Samstag, 21. August 2010, 09:09

Besonders Straftaten

gegen Kinder sollen härter bestraft werden.


..es gibt schon zu genüge Strafen bzw, Strafmasse bei sexuellen Übergriffen an Kindern und Jugendlichen,nur diese müssten zum einen konsequenz durchgeführt und vollstreckt werden. Zum Anderen sollte man diese "Showeinlagen" im Gerichtssaal mal abstellen z.Bsp. "..das der Angeklagte eine schwere Kindheit hatte.." etc. und das so mancher "Wort-Satz- und-Sinnverdreher" die ganze Sache so dreht das das Opfer der Täter..ist ja logisch oder |S| ... darüber hinaus ist es erschreckend wie sich der Gesetzgeber mehr Sorgen um die Beschädigung der Rechte des Täters macht als den Schutz von Opfern und hier insbesondere von Kindern und Jugendlichen....
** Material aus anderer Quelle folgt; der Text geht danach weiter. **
PR #454, opened 2026-06-19
CosmosDb ChangeFeed Support

swapnil-nagar:
Adds Cosmos DB Change Feed mode support and validation so changeFeedMode is surfaced in types and preserved through function registration metadata.

## Changes
- Added CosmosDBv4ChangeFeedMode type with:
  - LatestVersion
  - AllVersionsAndDeletes
- Added changeFeedMode to Cosmos DB v4 trigger options.
- Re-exported CosmosDBChangeFeedMode from shared Cosmos DB types.
- Updated Cosmos DB API docs to clarify default behavior and how to enable full change feed processing.
- Added tests for:
  - Metadata conversion path (toCoreFunctionMetadata)
  - End-to-end app registration path (app.cosmosDB)

## Version
- Bumped package version to 4.16.1.

### DIFF
--- a/package-lock.json
+++ b/package-lock.json
@@ -1,12 +1,12 @@
 {
     "name": "@azure/functions",
-    "version": "4.16.0",
+    "version": "4.16.1",
     "lockfileVersion": 3,
     "requires": true,
     "packages": {
         "": {
             "name": "@azure/functions",
-            "version": "4.16.0",
+            "version": "4.16.1",
             "license": "MIT",
             "dependencies": {
                 "@azure/functions-extensions-base": "0.3.0",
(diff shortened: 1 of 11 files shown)


jviau:
I am not familiar with E2E-test situation for this repo, but want to make sure the feature is validated either manually or by tests. A specific scenario to validate for is the incoming payload type when using `AllVersionsAndDelete`. With `LatestVersion` it will be `T`, for AVAD it will be `ChangeFeedItem<T>`. So the JSON representation of this CSharp class: https://learn.microsoft.com/en-us/dotnet/api/microsoft.azure.cosmos.changefeeditem-1?view=azure-dotnet-preview

TsuyoshiUshio:
+1 for the Jacob's comment. Change looks good. E2E might be required. 
For E2E testing with this change, If you've already done the manual E2E, I'd happy to approve. But I'm wondering if we can write E2E testing for nodejs-library/worker/extensions if one of them are changed, We can use https://github.com/Azure/azure-functions-nodejs-e2e-tests .

package-lock.json
```diff
@@ -2881,20 +2881,6 @@
             "integrity": "sha512-QMUezzXWII9EV5aTFXW1UBVUO77wYPpjqIF8/AviUCThNeSYZykpoTixUeaNNBwmCev0AMDWMAni+f8Hxb1IFw==",
             "dev": true
         },
-        "node_modules/fsevents": {
```
TsuyoshiUshio: nit: This is not blocking issue.  This library is dev dependency for MacOS. No harm but it is reviewing noise. :)

swapnil-nagar:
> +1 for the Jacob's comment. Change looks good. E2E might be required. For E2E testing with this change, If you've already done the manual E2E, I'd happy to approve. But I'm wondering if we can write E2E testing for nodejs-library/worker/extensions if one of them are changed, We can use https://github.com/Azure/azure-functions-nodejs-e2e-tests .

Emulator do not support this. I will be creating a new sample for this feature and test locally

swapnil-nagar:
@copilot resolve the merge conflicts in this pull request

jviau (approved):
Curious where `FullFidelity` came from? Does the node CosmosDB package use that terminology?

swapnil-nagar:
> Curious where `FullFidelity` came from? Does the node CosmosDB package use that terminology?

@jviau No, I did not like the name All Version and Delete and fullFidelity sounds next best option so changed to that. I can revert if that's the name we plan to go.

TsuyoshiUshio (approved):

PR #461, opened 2026-07-27
Fix GET/HEAD request bodies failing before the handler

### LINKED ISSUE #458: RPC HttpRequest passes GET/HEAD bodies to WHATWG Request and fails before handler
### Version

- `@azure/functions`: reproduced on 4.16.0, 4.16.1, and 4.16.2
- Node.js: production Node 20; also reproduced locally on Node 24
- Azure Functions Core Tools: 4.8.0
- Hosting: Azure Static Web Apps managed Functions

### Reproduction

```js
const { HttpRequest } = require('@azure/functions');

new HttpRequest({
  url: 'https://example.test/api/probe',
  method: 'GET',
  body: { string: 'x' },
});
```

This throws before an application handler can run:

```text
TypeError: Request with GET/HEAD method cannot have body.
    at new Request (node:internal/deps/undici/undici:10023:17)
    at new HttpRequest (@azure/functions/dist/azure-functions.js:2136:25)
    at fromRpcTypedData
    at InvocationModel.getArguments
```

The public SWA behavior was also deterministic before applying an application workaround:

```text
curl -X GET --data x https://red-river-0f7efed00.7.azurestaticapps.net/api/health/bootstrap
```

A GET with a body returned a bare 500 and never reached the handler. The same request with no body or `Content-Length: 0` reached the handler and returned its expected 401 JSON auth response.

### Cause

In 4.16.x, the non-streaming RPC `HttpRequest` constructor passes the decoded RPC body to the global WHATWG `Request` for every method. The streaming `createStreamRequest` path already omits the body for GET and HEAD. The two paths therefore behave differently.

Organic body provenance is unknown because the available telemetry does not retain request headers/body length or client identity. Possible sources include malformed external traffic or an upstream host/proxy handoff; this report only claims the deterministic library failure once RPC data contains a GET/HEAD body.

### Expected behavior

The RPC path should match the streaming path and omit `body` for GET and HEAD before constructing the WHATWG `Request`. A regression test should cover GET/HEAD bodies (including zero-length RPC bodies), mixed-case methods if accepted internally, and preservation of POST/PUT/PATCH bodies.

swapnil-nagar:
Issue https://github.com/Azure/azure-functions-nodejs-library/issues/458

Aligns the HttpRequest constructor with the existing streaming path by omitting the request body for GET/HEAD methods, so the worker no longer crashes constructing Node's global WHATWG Request (which rejects bodies on GET/HEAD). Fixes #458. Also omits the response body for null-body statuses (204/205/304) in HttpResponse to avoid the equivalent Response TypeError. Adds unit tests covering GET/HEAD body handling (incl. mixed-case methods) and null-body status responses.

### DIFF
--- a/src/http/HttpRequest.ts
+++ b/src/http/HttpRequest.ts
@@ -33,17 +33,24 @@ export class HttpRequest implements types.HttpRequest {
         let nativeReq = init.nativeRequest;
         if (!nativeReq) {
             const url = nonNullProp(init, 'url');
+            const method = nonNullProp(init, 'method');
 
+            // GET/HEAD requests cannot have a body. The global Request constructor throws if one is
+            // provided, so omit it for these methods to match the streaming path (createStreamRequest).
+            // See https://github.com/Azure/azure-functions-nodejs-library/issues/458
             let body: Buffer | string | undefined;
-            if (init.body?.bytes) {
-                body = Buffer.from(init.body?.bytes);
-            } else if (init.body?.string) {
-                body = init.body.string;
+            const lowerMethod = method.toLowerCase();
+            if (lowerMethod !== 'get' && lowerMethod !== 'head') {
+                if (init.body?.bytes) {
+                    body = Buffer.from(init.body?.bytes);
+                } else if (init.body?.string) {
+                    body = init.body.string;
+                }
             }
 
             nativeReq = new Request(url, {
                 body,
-                method: nonNullProp(init, 'method'),
+                method,
                 headers: fromNullableMapping(init.nullableHeaders, init.headers),
             });
         }
--- a/src/http/HttpRequest.ts
+++ b/src/http/HttpRequest.ts
@@ -13,6 +13,7 @@ import { fromNullableMapping } from '../converters/fromRpcNullable';
 import { fromRpcTypedData } from '../converters/fromRpcTypedData';
 import { AzFuncSystemError } from '../errors';
 import { isDefined, nonNullProp } from '../utils/nonNull';
+import { workerSystemLog } from '../utils/workerSystemLog';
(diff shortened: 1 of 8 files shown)


test/converters/toRpcHttp.test.ts
```diff
@@ -95,6 +95,18 @@ describe('toRpcHttp', () => {
         await expect(toRpcHttp('invocId', { status: {} })).to.eventually.be.rejectedWith(/status/i);
     });
 
+    // https://github.com/Azure/azure-functions-nodejs-library/issues/458 (Response-side parallel):
+    // null-body statuses must not crash conversion when a handler returns a body.
```
hallvictoria, line 99: nit: add test for 205 here as well

src/http/HttpRequest.ts
```diff
@@ -33,17 +33,24 @@ export class HttpRequest implements types.HttpRequest {
...
+            // GET/HEAD requests cannot have a body. The global Request constructor throws if one is
+            // provided, so omit it for these methods to match the streaming path (createStreamRequest).
+            // See https://github.com/Azure/azure-functions-nodejs-library/issues/458
             let body: Buffer | string | undefined;
-            if (init.body?.bytes) {
-                body = Buffer.from(init.body?.bytes);
-            } else if (init.body?.string) {
-                body = init.body.string;
+            const lowerMethod = method.toLowerCase();
+            if (lowerMethod !== 'get' && lowerMethod !== 'head') {
```
hallvictoria, line 44: Would it be helpful to add a log when the method is GET / HEAD saying that the body is discarded?

This is the correct behavior to avoid crashing, but right now the body is discarded silently, which might make debugging difficult

swapnil-nagar: Added a log

hallvictoria (approved):

PR #1719, opened 2019-03-25
Use t3.small instances

jacobwinch:
## Why are you doing this?

Preparing for 2019-2020 reservations.

https://aws.amazon.com/ec2/instance-types/t3/

[**Trello Card**](https://trello.com/c/ihXGzPyy/2313-work-to-support-aws-instance-reservations)

## Changes

* Use t3.small instead of t2.small


jacobwinch:
TeamCity build failed due to an unrelated problem, I'm re-running it now.

PR #1720, opened 2019-03-26
Make contributions landing page cacheable

jranks123:
## Why are you doing this?
This PR makes the contributions landing page a cached page. Previously, the page was not cached for 2 main reasons.

- If the user was signed in, we were putting the user's details in the response from the server (for the autofilling of the fields). We have moved this logic to the clientside

- We were including a unique CSRF token with each response from the server. Having looked at all the endpoints that the clientside calls that currently have CSRF protection, we decided that we no longer needed CSRF protection on them and thus we are able to remove this level of protection from these endpoints


johnduffell:
great!

support-frontend/assets/helpers/paymentIntegrations/readerRevenueApis.js
```diff
@@ -225,11 +222,10 @@ function postRegularPaymentRequest(
 function setPasswordGuest(
   password: string,
   guestAccountRegistrationToken: string,
-  csrf: CsrfState,
 ): Promise<boolean> {
 
   const data = { password, guestAccountRegistrationToken };
-  return logPromise(fetch(`${routes.contributionsSetPasswordGuest}`, requestOptions(data, 'same-origin', 'PUT', csrf)))
+  return logPromise(fetch(`${routes.contributionsSetPasswordGuest}`, requestOptions(data, 'same-origin', 'PUT', null)))
```
johnduffell: null???!!!

johnduffell: 😨

jranks123: Yup!

johnduffell: oh wait that's javascript, that's alright then 😆

johnduffell:
could have done this in 3 PRs to be honest.  Move the logic to the client side would have been one, then remove the CSRF as a second.  Then the final one would have been self contained and easy to revert in case of issues.

support-frontend/app/controllers/IdentityController.scala
```diff
@@ -81,6 +83,27 @@ class IdentityController(
...
+    type Attempt[A] = EitherT[Future, String, A]
+    request.user.traverse[Attempt, IdUser](identityService.getUser(_))
+      .fold(
+        _ => {
+          SafeLogger.info(s"Failed to retrieve IdUser as no authenticated user found in request")
+          InternalServerError
+        },
+        user => {
+          user.fold({
+            SafeLogger.info(s"User not found")
```
johnduffell:
```suggestion
            SafeLogger.info(s"User not found: ${request.user}")
```

support-frontend/app/controllers/IdentityController.scala
```diff
@@ -81,6 +83,27 @@ class IdentityController(
         )
     }
   }
+
+  def getUser(): Action[AnyContent] = maybeAuthenticatedAction().async { implicit request => {
+    type Attempt[A] = EitherT[Future, String, A]
+    request.user.traverse[Attempt, IdUser](identityService.getUser(_))
+      .fold(
+        _ => {
```
johnduffell: what's the underscore? should it be logged? and should it be a warn rather than an info?

PR #1723, opened 2019-03-26
Revert "Use t3.small instances"

jacobwinch:
Reverts guardian/support-frontend#1719

I've just seen this issue when deploying `members-data-api`:

`Launching a new EC2 instance. Status Reason: You have requested more instances (21) than your current instance limit of 20 allows for the specified instance type. Please visit http://aws.amazon.com/contact-us/ec2-request to request an adjustment to this limit. Launching EC2 instance failed.`

This may cause issues with other deploys so I'd like to back this out until we get the limit increased.

### DIFF
--- a/support-frontend/cloud-formation/cfn.yaml
+++ b/support-frontend/cloud-formation/cfn.yaml
@@ -31,7 +31,7 @@ Mappings:
     CODE:
       MaxInstances: 2
       MinInstances: 1
-      InstanceType: t3.small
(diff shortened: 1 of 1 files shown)


jacobwinch:
Wow, AWS support are fast:

`We have approved and processed your limit increase request(s).  It can sometimes take up to 30 minutes for this to propagate and become available for use.`

Closing this.

PR #1730, opened 2019-03-27
Support existing payment methods in support workers ( only cc for now)

pvighi:
## Why are you doing this?
This will enable customers to reuse their existing payment methods instead of having to enter the same details again. 
In these cases support frontend will execute the state machine providing the id of the Zuora account that contains the payment method we want to use. In this version this will only work for card reference payment methods, the state machine will fail if it finds any other type of payment method.

To make this work we will add a fork in the support workers state machine and instead of creating a new payment method it will get the payment details from Zuora. After this the state machine will resume normal execution. 

Before:
Screenshot 2019-03-27 at 14 01 22

After:
Screenshot 2019-03-27 at 14 00 25


support-workers/src/main/scala/com/gu/support/workers/lambdas/GetPaymentMethod.scala
```diff
@@ -0,0 +1,80 @@
...
+
+    val zuoraService = services.zuoraService
+    for {
+      account <- zuoraService.getObjectAccount(state.paymentFields.billingAccountId)
+      paymentId <- getOrFailWithMessage(account.DefaultPaymentMethodId, "Account has no default payment method")
+      getPaymentMethodResponse <- zuoraService.getPaymentMethod(paymentId)
+      _ <- ifFalseReturnError(getPaymentMethodResponse.paymentMethodStatus == "Active", "Account has a non active default payment method")
+      sfContactId <- getOrFailWithMessage(account.sfContactId__c, "account has no sfContact!")
+      paymentMethod <- asFuture(toPaymentMethod(getPaymentMethodResponse))
+      sfContact = SalesforceContactRecord(sfContactId, account.CrmId)
```
pvighi: Is it always safe to use account.crmId as the salesforce account id here ?

support-models/src/main/scala/com/gu/support/zuora/api/response/Responses.scala
```diff
@@ -76,6 +78,73 @@ object GetAccountResponse {
 
 case class GetAccountResponse(success: Boolean, basicInfo: BasicInfo) extends ZuoraResponse
 
+//this response cannot extend ZuoraResponse because this endpoint doesn't return a 'success' boolean field
+case class GetObjectAccountResponse(
+   IdentityId__c: Option[String],
+   sfContactId__c: Option[String],
+   CrmId: String,
```
pvighi: @paulbrown1982  Is it safe to assume every account should have crmId defined and fail to parse the response if they don't?
I checked in Zuora prod and we seem to just have 7 or so accounts with no crmId (1 with null the rest with empty strings)

support-workers/src/main/scala/com/gu/support/workers/lambdas/GetPaymentMethod.scala
```diff
@@ -0,0 +1,81 @@
...
+class GetPaymentMethod(servicesProvider: ServiceProvider = ServiceProvider)
+    extends ServicesHandler[GetPaymentMethodState, CreateZuoraSubscriptionState](servicesProvider) {
+
+  def this() = this(ServiceProvider)
+
+  override protected def servicesHandler(state: GetPaymentMethodState, requestInfo: RequestInfo, context: Context, services: Services) = {
+
+    val zuoraService = services.zuoraService
+    for {
+      account <- zuoraService.getObjectAccount(state.paymentFields.billingAccountId)
```
pvighi: Is there any check we should do to verify this account belongs to the user in state.user ?

support-models/src/main/scala/com/gu/support/workers/states/GetPaymentMethodState.scala
```diff
@@ -0,0 +1,19 @@
+package com.gu.support.workers.states
+
+import java.util.UUID
+import com.gu.support.encoding.Codec.deriveCodec
+import com.gu.support.workers.{User, _}
+
+case class GetPaymentMethodState(
```
jacobwinch: Does it make sense to define a new type here? 

If I understand it correctly, the JSON from support-frontend could be passed to this lambda _or_ CreatePaymentMethod, which means that anyone who wants to add new input state needs to remember to update (and test) both scenarios.

It might be less error prone to define a single type `StartExecutionState` (or similar), which is passed to both lambdas?

support-workers/src/main/scala/com/gu/support/workers/lambdas/GetPaymentMethod.scala
```diff
@@ -0,0 +1,83 @@
...
+          creditCardExpirationYear = cardResponse.creditCardExpirationYear,
+          creditCardType = cardResponse.creditCardType
+        )
+      )
+    }
+    case other => Left(s"unsupported payment method: '$other'")
+
+  }
+
+  def errorResponse(msg:String): Future[Nothing] = Future.failed(new Exception(msg))
```
jacobwinch: At the moment an unhandled exception will cause the Step Function execution to fail and result in an alert. If any of these errors are expected we should handle them gracefully here: https://github.com/guardian/support-frontend/blob/master/support-workers/src/main/scala/com/gu/support/workers/lambdas/FailureHandler.scala#L49-L68

pvighi: @twrichards  might know more about this, but as far as I understand frontend will only offer to reuse payment methods in cases where all these validations pass.

twrichards: Correct and so we would want alerts as it would indicate something is mis-implemented or being used maliciously

pvighi: Also, I just realised that a lot of this validations are not needed. I was initially replicating the csr acquisitions code where we need to return a nice error message to the user. But in this case i can make the fields non optional in the case class and let the json parsing fail if something required is missing

pvighi: .. Unless we want to leave a more generic "get zuora account" function in support workers for future reuse
🤔

support-workers/src/main/scala/com/gu/support/workers/lambdas/CreatePaymentMethod.scala
```diff
@@ -26,7 +26,7 @@ class CreatePaymentMethod(servicesProvider: ServiceProvider = ServiceProvider)
       .map(paymentMethod =>
         HandlerResult(
           getCreateSalesforceContactState(state, paymentMethod),
-          requestInfo.appendMessage(s"Payment method is ${paymentMethod.toFriendlyString}")
```
jacobwinch: Did we intend to remove this here?

pvighi: No, this is a mistake. I should not have changed this lambda

pvighi: In fact maybe the new lambda that retrieves an existing payment method should also put this message in requestInfo to keep it consistent

twrichards: rebased out this line 😄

Im vorliegenden Fall war es dem vorbestraften Täter verboten die Nähe von Kindern zu suchen und obwohl er unter Justizaufsicht stand konnte er ein Kind in seine Wohnung locken..Wie ist das möglich ? Informationen an Eltern in dieser Wohngegend über diesen Vorbestraften lehnt man ja ab,aber haben nicht auch Kinder ein Recht auf Unversehrtheit ? Solange in diesem Lande der Täterschutz ganz gross geschrieben wird werden in unserem Land immer wieder Kinder zu schaden kommen..Leider !

/g\

5

Sonntag, 22. August 2010, 10:15

Im vorliegenden Fall war es dem vorbestraften Täter verboten die Nähe von Kindern zu suchen und obwohl er unter Justizaufsicht stand konnte er ein Kind in seine Wohnung locken..Wie ist das möglich ?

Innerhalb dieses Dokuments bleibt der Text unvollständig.